Ah, the later, so "how modules have I ever loaded". Maybe

Modules ever loaded

?

Will fix the nits, thanks!

> > diff --git a/kernel/module/debug.c b/kernel/module/debug.c
> 
> Why is this a whole separate file?

It's just a style preference, no real hard reason other than
module.c was huge before and now its split up. I find that
easier to review / manage. Certainly overkill for such as
simple thing but if its debug I think I rather see that
then some ifdef eyesore. But that's just preference.

> And as MODULE_DEBUG does not reference debugfs,

That should be fixed thanks.

> > diff --git a/kernel/module/internal.h b/kernel/module/internal.h
> > index 6ae29bb8836f..a645cb3fafc7 100644
> > --- a/kernel/module/internal.h
> > +++ b/kernel/module/internal.h
> > @@ -143,6 +143,41 @@ static inline bool set_livepatch_module(struct module *mod)
> >  #endif
> >  }
> >  
> > +#ifdef CONFIG_MODULE_STATS
> > +
> > +#define mod_stat_add64(count, var) atomic64_add(count, var)
> > +#define mod_stat_inc(name) atomic_inc(name)
> 
> Ok, but:
> 
> > +#define mod_stat_inc(name) atomic_inc(name)
> 
> Why do you still increment the variable here if the option is not
> enabled?

Whoops, will fix!

> Also, didn't we have some sort of "we want to use an atomic variable as
> statistics" type somewhere in the kernel? 

I didn't get the memo, nor do I recall, so it's not on my radar.
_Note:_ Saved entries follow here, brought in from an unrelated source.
PR #1645, opened 2024-07-10
Fix communicator categorization

thoasm:
The default for `is_communicator_group` was `std::true_type` for some reason, which means that every type you pass in was considered a communicator.
This PR fixes it (so it defaults to `std::false_type`) and adds tests to prevent this from happening again.


MarcelKoch (approved):

upsj (approved):

yhmtsai (approved):
LGTM, but need to reformat the files

PR #1646, opened 2024-07-11
Add orthogonalization options to GMRES

nbeams:
Add orthogonalization choices for GMRES (CGS and CGS2 in addition to the MGS available before).

This adds a new unified kernel for performing the multidot operation for CGS/CGS2. It also changes the data layout of the Hessenberg matrix so that all the data that needs to be communicated after the multidot is stored contiguously, and can be handled with one communication.

TODO:
- [x] Benchmark check to make sure MGS performance is not hurt by the changes to the Hessenberg data layout.


nbeams:
Some initial benchmarks comparing old/new Hessenberg use in MGS for the affected kernels (`hessenberg_qr` and `solve_krylov`). These were run on Guyot, so A100 GPUs and 2 AMD EPYC 7742 CPUs. The `size` parameter is the size given to generate the stencil matrix, using the 7 pt stencil, with weak scaling for increased MPI ranks. The points with the same size have various MPI ranks (1, 2, 4, or 8) and `nrhs` (1, 10, or 100).

[CUDA - Hessenberg QR](https://github.com/user-attachments/files/16239822/cuda_hessenberg_qr_guyot.pdf)
[CUDA - Solve Krylov](https://github.com/user-attachments/files/16239823/cuda_sovle_krylov_guyot.pdf)
[OpenMP - Hessenberg QR](https://github.com/user-attachments/files/16239824/omp_hessenberg_qr_guyot.pdf)
[OpenMP - Solve Krylov](https://github.com/user-attachments/files/16239825/omp_solve_krylov_guyot.pdf)

To me, this seems to indicate that any difference between the old and new versions is basically just noise (especially as the absolute times for `solve_krylov` are so tiny). But I can run more tests if this isn't considered conclusive enough or looks odd to anybody.

core/solver/gmres.cpp
```diff
@@ -112,6 +142,155 @@ struct help_compute_norm {
...
+                       size_type num_rows, size_type num_rhs,
+                       size_type local_num_rows)
+{
+    for (size_type i = 0; i <= restart_iter; i++) {
+        // orthogonalize against krylov_bases(:, i):
+        // hessenberg(i, restart_iter) = next_krylov' * krylov_bases(:,
+        // i) next_krylov -= hessenberg(i, restart_iter) *
+        // krylov_bases(:, i)
+        auto hessenberg_entry = hessenberg_iter->create_submatrix(
+            span{0, 1}, span{i * num_rhs, (i + 1) * num_rhs});
```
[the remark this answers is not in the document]
MarcelKoch: To answer my own question, the `hessenber_iter` is a view on the `restart_iter` row of the full hessenberg matrix, so yes, using row `0` is correct.

core/solver/gmres_kernels.hpp
```diff
@@ -38,11 +38,19 @@ namespace gmres {
...
-#define GKO_DECLARE_ALL_AS_TEMPLATES             \
-    template <typename ValueType>                \
-    GKO_DECLARE_GMRES_RESTART_KERNEL(ValueType); \
-    template <typename ValueType>                \
-    GKO_DECLARE_GMRES_MULTI_AXPY_KERNEL(ValueType)
+#define GKO_DECLARE_GMRES_MULTI_DOT_KERNEL(_type)               \
+    void multi_dot(std::shared_ptr<const DefaultExecutor> exec, \
+                   const matrix::Dense<_type>* krylov_bases,    \
+                   const matrix::Dense<_type>* next_krylov,     \
+                   matrix::Dense<_type>* hessenberg_col)
```
MarcelKoch, line 45: nit: maybe `hessenberg_transposed_col` would be a better name, but I get that it might be too long

core/solver/gmres.cpp
```diff
@@ -312,36 +504,39 @@ void Gmres<ValueType>::apply_dense_impl(const VectorType* dense_b,
...
-        // hessenberg_iter = hessenberg(:, restart_iter);
-        auto hessenberg_iter = hessenberg->create_submatrix(
-            span{0, restart_iter + 2},
-            span{num_rhs * restart_iter, num_rhs * (restart_iter + 1)});
+        // Create view of current "column" in the hessenberg matrix:
+        // hessenberg_iter = hessenberg(:, restart_iter), which
+        // is actually stored as a row, hessenberg(restart_iter, :)
+        auto hessenberg_iter =
+            hessenberg->create_submatrix(span{restart_iter, restart_iter + 1},
+                                         span{0, num_rhs * (restart_iter + 2)});
```
MarcelKoch, line 512: If I understand the storage layout correctly, you could 'reshape' this row (aka column) into a `N_basis x N_rhs` matrix, right? Then some of the changes related to the new indexing might not be necessary. But I've not checked it fully to see how much it would actually help-

common/unified/solver/common_gmres_kernels.cpp
```diff
@@ -69,28 +69,30 @@ void hessenberg_qr(std::shared_ptr<const DefaultExecutor> exec,
...
                 return;
             }
             // increment iteration count
             final_iter_nums[rhs]++;
-            auto hess_this = hessenberg_iter(0, rhs);
-            auto hess_next = hessenberg_iter(1, rhs);
+            auto hess_this =
+                hessenberg_iter(0, rhs);  // hessenberg_iter(0, rhs);
+            auto hess_next =
+                hessenberg_iter(0, num_rhs + rhs);  // hessenberg_iter(1, rhs);
```
MarcelKoch, line 83: these are the kinds of index changes I was referring to earlier.

MarcelKoch (changes requested):
LGTM. I've left mostly minor comments, except for the shape of `hessenberg_iter`.

core/solver/gmres.cpp
nbeams: Do you mean by directly creating a `Dense` of shape `[restart_iter + 2, num_rhs]` with a view to the correctly offset starting point in `hessenberg`'s values for the data? That would mean the `hessenberg_qr` kernel could revert back to its original version, but `solve_krylov` would still need to be altered since it considers the whole Hessenberg matrix. 

I think it depends on whether we think it's more or less clear to "mix" the two in this way -- meaning, if the full Hessenberg matrix is viewed in its new layout, while the "for-this-iteration" slice of it is viewed in the "logical" way, with rows corresponding to iterations and columns to the rhs vector. Viewing `hessenberg_iter` in the "logical" way would probably make routines only involving `hessenberg_iter` more clear, but then is it more confusing overall? I could see the argument either way.

core/solver/gmres_kernels.hpp
nbeams: What about `hess_trans_col` or something like that? Unless we change the layout of `hessenberg_iter`, in which case `hessenberg_col` would be correct after all...

core/solver/gmres.cpp
MarcelKoch: I think it would be best to have both views available. They are free anyway, and I think if we name them properly they should be a net benefit.
The most natural way would probably be to just create the view on-the-fly, but this doesn't work with our separation of our core and device libraries. So we need to create the views beforehand.

core/solver/gmres_kernels.hpp
MarcelKoch: I guess this just up to personal preference. I would be ok with that.

core/solver/gmres.cpp
nbeams: Why would we need both views? What would we do with each?

MarcelKoch: Oh, I guess I misunderstood your comment. So again, the question is, which view is more useful for kernels, but I think you can judge that better. IMO, using indexing like `hess(i, j)` seems easier to me than `hess(0, i * N + j)` (or similar).

core/solver/gmres_kernels.hpp
```diff
@@ -38,11 +38,19 @@ namespace gmres {
...
+
```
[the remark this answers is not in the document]
nbeams: This was fixed in 1fb37be5d99ef0db3d861d3c100246eda8829a0b

core/solver/gmres.cpp
```diff
@@ -112,6 +142,155 @@ struct help_compute_norm {
...
+                       VectorType* krylov_bases, VectorType* next_krylov,
+                       array<char>& reduction_tmp, size_type restart_iter,
+                       size_type num_rows, size_type num_rhs,
+                       size_type local_num_rows)
+{
+    for (size_type i = 0; i <= restart_iter; i++) {
+        // orthogonalize against krylov_bases(:, i):
+        // hessenberg(i, restart_iter) = next_krylov' * krylov_bases(:,
+        // i) next_krylov -= hessenberg(i, restart_iter) *
+        // krylov_bases(:, i)
```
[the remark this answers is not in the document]
nbeams: Also fixed in 1fb37be5d99ef0db3d861d3c100246eda8829a0b

core/solver/gmres.cpp
nbeams: In 35e965c065fc190dcef09278a62741aca8afad4e I changed the `hessenberg_iter` layout.

core/solver/gmres.cpp
```diff
@@ -112,6 +142,155 @@ struct help_compute_norm {
...
+void finish_reduce(matrix::Dense<ValueType>* hessenberg_iter,
+                   experimental::distributed::Vector<ValueType>* next_krylov,
+                   const size_type num_rhs, const size_type restart_iter)
+{
+    auto exec = hessenberg_iter->get_executor();
+    const auto comm = next_krylov->get_communicator();
+    exec->synchronize();
+    // hessenberg_iter is the size of all non-zeros for this iteration -- but we
+    // are not setting the last values for each rhs (values that would be below
+    // the diagonal in the "full" matrix.
```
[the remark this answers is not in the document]
nbeams: I expanded the comment to try to make it more clear, let me know what you think.

core/solver/gmres_kernels.hpp
nbeams: Since `multi_dot` works with `hessenberg_iter` which is now viewed as columns again, I left the name for now.

MarcelKoch (approved):

test/solver/gmres_kernels.cpp
```diff
@@ -294,18 +339,27 @@ TEST_F(Gmres, GmresApplyOneRHSIsEquivalentToRef)
...
+            base_params.with_orthog_method(orthog).on(exec)->generate(d_mtx);
+        auto b = gen_mtx(m, n);
+        auto x = gen_mtx(m, n);
+        auto d_b = gko::clone(exec, b);
+        auto d_x = gko::clone(exec, x);
+
+        ref_solver->apply(b, x);
+        exec_solver->apply(d_b, d_x);
+
+        GKO_ASSERT_MTX_NEAR(d_b, b, 0);
```
pratikvn, line 362: not needed
```suggestion
```

test/solver/gmres_kernels.cpp
```diff
@@ -294,18 +339,27 @@ TEST_F(Gmres, GmresApplyOneRHSIsEquivalentToRef)
...
-    GKO_ASSERT_MTX_NEAR(d_x, x, r<value_type>::value * 1e3);
+    for (auto orthog :
+         {orthog_method::mgs, orthog_method::cgs, orthog_method::cgs2}) {
+        SCOPED_TRACE(orthog);
+        int m = 123;
+        int n = 5;
+        auto ref_solver =
+            base_params.with_orthog_method(orthog).on(ref)->generate(mtx);
+        auto exec_solver =
+            base_params.with_orthog_method(orthog).on(exec)->generate(d_mtx);
```
pratikvn, line 353: Do you know if the default restart parameters are the ones being used ? I think it would be nice to test for problems that need higher restart parameters as well.

pratikvn (approved):
LGTM! Some minor nits. Thanks for adding the performance comparisons.

core/solver/gmres.cpp
```diff
@@ -112,6 +142,156 @@ struct help_compute_norm {
     }
 };
 
+namespace {
```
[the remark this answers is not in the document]
nbeams: Not sure if it's technically necessary. I thought perhaps it would be preferred to keep the helper functions contained to this file; I noticed it was used for some helper functions in multigrid. But, now, as I look at more files, it seems multigrid is an outlier? I knew usually an anonymous namespace is used for registering the kernels, but in multigrid it's not, and then it's used for some other functions...are there some other rules for use of anonymous namespace in Ginkgo?

Anyway, I will remove it from the gmres helper functions.

include/ginkgo/core/solver/gmres.hpp
```diff
@@ -31,6 +31,29 @@ namespace solver {
 
 constexpr size_type gmres_default_krylov_dim = 100u;
 
+namespace gmres {
+/**
+ * Set the orthogonalization method for the Krylov subspace.
+ */
+enum class orthog_method {
```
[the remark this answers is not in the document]
nbeams: Ha, I went with `orthog` because `ortho` just makes me think of teeth, rather than orthogonalization :) 
Should we have a poll? Maybe someone has another better option than either of these?

test/solver/gmres_kernels.cpp
nbeams: I'm not sure I understand. For this test, I put the existing test "guts" inside a loop over each of the different orthogonalization methods -- if it was included before, why not now?

test/solver/gmres_kernels.cpp
nbeams: Yeah, the default krylov_dim should be used from what I understand. The default is pretty high IMO (100) compared to the sizes that are used in the tests.

test/solver/gmres_kernels.cpp
```diff
@@ -272,6 +273,50 @@ TEST_F(Gmres, GmresKernelMultiAxpyIsEquivalentToRef)
...
+    gko::kernels::GKO_DEVICE_NAMESPACE::gmres::multi_dot(
+        exec, d_krylov_basis.get(), d_next_krylov.get(),
+        d_hessenberg_iter.get());
+
+    // The multidot computation does not set the value below the diagonal
+    // in the Hessenberg matrix column(s), as that is done after the
+    // orthogonalization of the next basis vector. In this test, we
+    // are checking the column(s) created on the last iteration before the
+    // solver's restart would be triggered, so it is only the final row of
+    // the Hessenberg column(s) that we ignore.
```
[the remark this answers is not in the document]
nbeams: Yeah, good point. Originally, I thought it would be better to have this specifically marked/explained for future reference, but you're right, it's just unnecessarily complicated. I'll take it out.

include/ginkgo/core/solver/gmres.hpp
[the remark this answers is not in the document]
pratikvn: :) I dont have a strong preference. Both are okay with me.

test/solver/gmres_kernels.cpp
pratikvn: IMO the test should also test what might be changed by the function. `apply` is guaranteed to not modify `b/d_b`, as they are maked `const`. So there is no need to test that they are same.

test/solver/gmres_kernels.cpp
pratikvn: The matrix used here is a dense random matrix of size (123x123) with values distributed from a normal distribution with mean -1.0 and stddev 1. I am not sure the edge cases of the different orthogonalization methods are being properly tested ?

test/solver/gmres_kernels.cpp
nbeams: I agree it seems odd, but it's also done in the `cgs`, `gcr`, and `idr` tests (in test/solver), so I'm hesitant to change in this PR.

test/solver/gmres_kernels.cpp
nbeams: By "higher restart parameters" do you mean "needs to go all the way up to 100 (or higher if we set the dim higher)" or "needs to restart at least once" (which could be achieved with a small problem by dropping `krylov_dim`)?

pratikvn: I think it needs to restart atleast once.

nbeams: I put a temporary convergence logger in the test and saw that it was actually not converging -- maxes out at 246 iterations (set as `max_iters`). I don't know if that's the intended behavior for this test, but the end result is that it should be restarting twice as-is. I output the matrix and rhs vectors that are generated and did some playing around in scipy. The matrix is fairly non-normal (Frobenius norm of A^TA - AA^T ~3452) and the GMRES convergence stagnates pretty severely after restart. Even with Krylov dim = 122 it stagnates around 10e-2 (in the scipy gmres); only going up to full size for the Krylov dim (123) gets that last "drop" (and it does, as it should).

pratikvn: I see. Thanks for checking that. From the numbers you state, that should be sufficient then.

test/solver/gmres_kernels.cpp
pratikvn: Yeah, I would say it is not really necessary in those either. So, I would say you can remove them in all those tests as well.

nbeams: Should that be in this PR, though? For all the tests that have it, it seems to go all the way back to the original addition of the tests -- except GMRES, where it was added in 2022? (https://github.com/ginkgo-project/ginkgo/commit/963b1a3b152c797da61b76cbbc16e89d8f3ad3c9#diff-79b1284e17363ce1e01a13254f43119d1a20c7973d1477efe43c79c3938711fc). I think we should keep this PR limited to GMRES as far as code that it touches.

pratikvn: Then, I guess we can tackle it in a future PR, if necessary.

PR #1647, opened 2024-07-12
Unify factorization kernels

upsj:
This unifies the ParILUT/ICT and ILU(0)/IC(0) kernels and the unimplemented index_set kernels.


pratikvn (approved):
LGTM!

PR #1649, opened 2024-07-14
Unify Csr

upsj:
This unifies the `csr_kernels` files and removes all switches we had for older CUDA 10.x versions.


cuda/CMakeLists.txt
```diff
@@ -1,7 +1,7 @@
 cmake_minimum_required(VERSION 3.18 FATAL_ERROR)
 add_library(ginkgo_cuda $<TARGET_OBJECTS:ginkgo_cuda_device> "")
 include(${PROJECT_SOURCE_DIR}/cmake/template_instantiation.cmake)
-add_instantiation_files(. matrix/csr_kernels.instantiate.cu CSR_INSTANTIATE)
+add_instantiation_files(${PROJECT_SOURCE_DIR}/common/cuda_hip matrix/csr_kernels.instantiate.cpp CSR_INSTANTIATE)
```
MarcelKoch, line 4: wouldn't this lead to conflicts if both cuda and hip are enabled?

MarcelKoch (approved):

cuda/CMakeLists.txt
MarcelKoch: I think the issue (if it exists) could be prevented by instantiating the files in the `common/cuda_hip/CMakeLists.txt`

upsj: No, those are being instantiated in different folders. The reason we need to do it here is related to file properties being scoped to directories, so if we do it in cuda_hip, the dependency between the auto-generation of the file and the library being compiled from it is broken.

MarcelKoch: You're right, they are instantiated in the current binary directory, I was just looking at the wrong place.

common/cuda_hip/matrix/csr_kernels.template.cpp
```diff
@@ -2,6 +2,88 @@
...
+using compiled_kernels = syn::value_list<int, 3, 4, 6, 7, 8, 12, 14>;
+
+using classical_kernels =
+    syn::value_list<int, config::warp_size, 32, 16, 8, 4, 2, 1>;
+
+using spgeam_kernels =
+    syn::value_list<int, 1, 2, 4, 8, 16, 32, config::warp_size>;
+
+
+#include "common/cuda_hip/matrix/csr_common.hpp.inc"
```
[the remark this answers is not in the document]
upsj: no, `.hpp` should only be used for self-sufficient files (with rare exceptions), while `.hpp.inc` should be used for code that is meant to go inside a namespace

> Or did that never get accepted?

Not sure.

> And do all of these really need to be atomic variables?  Don't you have
> locks for some of this to not need the atomic-ness of them?  I guess it
> doesn't matter much as this isn't that fast of a code-path.

That was actually intentional, as this only *grows* I just care its not 0
so to help divide by the total number of modules to get average module
length and average module .text length. I used atomics and made it only
grow precisely to not have to lock anywhere.